Work request:
Please show each line of the listing where "grishick" is present.

Excerpted records:
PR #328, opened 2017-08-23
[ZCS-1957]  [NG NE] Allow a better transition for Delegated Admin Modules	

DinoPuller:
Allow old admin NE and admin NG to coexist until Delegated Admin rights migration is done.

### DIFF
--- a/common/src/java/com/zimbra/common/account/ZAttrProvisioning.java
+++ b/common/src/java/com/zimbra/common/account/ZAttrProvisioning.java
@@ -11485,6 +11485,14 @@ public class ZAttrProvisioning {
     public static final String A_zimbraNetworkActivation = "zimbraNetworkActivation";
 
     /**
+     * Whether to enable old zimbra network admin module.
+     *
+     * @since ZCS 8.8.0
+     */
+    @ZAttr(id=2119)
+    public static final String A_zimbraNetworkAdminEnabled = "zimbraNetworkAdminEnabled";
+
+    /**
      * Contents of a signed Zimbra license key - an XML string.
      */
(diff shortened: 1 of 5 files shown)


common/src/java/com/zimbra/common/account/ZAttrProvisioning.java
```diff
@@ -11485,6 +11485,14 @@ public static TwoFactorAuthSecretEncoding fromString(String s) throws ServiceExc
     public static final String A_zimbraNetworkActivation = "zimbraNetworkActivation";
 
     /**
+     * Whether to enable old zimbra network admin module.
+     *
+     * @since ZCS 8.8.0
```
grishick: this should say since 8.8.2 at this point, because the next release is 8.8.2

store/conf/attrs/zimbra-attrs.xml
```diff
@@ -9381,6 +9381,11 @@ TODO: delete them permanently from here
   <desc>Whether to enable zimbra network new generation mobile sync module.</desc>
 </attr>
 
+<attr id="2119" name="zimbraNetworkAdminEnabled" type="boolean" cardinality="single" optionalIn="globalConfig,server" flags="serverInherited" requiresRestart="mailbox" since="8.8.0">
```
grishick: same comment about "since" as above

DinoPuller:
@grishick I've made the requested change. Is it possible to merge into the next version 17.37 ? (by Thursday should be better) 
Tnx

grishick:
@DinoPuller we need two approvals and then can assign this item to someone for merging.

Answer area:
grishick: this should say since 8.8.2 at this point, because the next release is 8.8.2
grishick: same comment about "since" as above
@grishick I've made the requested change. Is it possible to merge into the next version 17.37 ? (by Thursday should be better) 
grishick:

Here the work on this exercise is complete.